• AIM OF THE EXERCISE: In the records below, find the line containing "### LINKED ISSUE" and retype it and every line after it exactly, adding nothing.

• DATASET EXTRACT:
_____
PR #552, opened 2022-02-16
 Fix cairo FFI types name

### LINKED ISSUE #550: Fix cairo FFI types name
A lot of cairo FFI types are misnamed (I discovered it while working on https://github.com/gtk-rs/gtk-rs-core/pull/549). It'd be better to use the "real" names instead.

GuillaumeGomez:
Fixes #550.

### DIFF
--- a/cairo/src/context.rs
+++ b/cairo/src/context.rs
@@ -743,43 +743,32 @@ impl Context {
 
     #[doc(alias = "cairo_text_extents")]
     pub fn text_extents(&self, text: &str) -> Result<TextExtents, Error> {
_____
• COMPLETED EXERCISE:
### LINKED ISSUE #550: Fix cairo FFI types name
A lot of cairo FFI types are misnamed (I discovered it while working on https://github.com/gtk-rs/gtk-rs-core/pull/549). It'd be better to use the "real" names instead.

GuillaumeGomez:
Fixes #550.

### DIFF
--- a/cairo/src/context.rs
+++ b/cairo/src/context.rs
@@ -743,43 +743,32 @@ impl Context {
 
     #[doc(alias = "cairo_text_extents")]
     pub fn text_extents(&self, text: &str) -> Result<TextExtents, Error> {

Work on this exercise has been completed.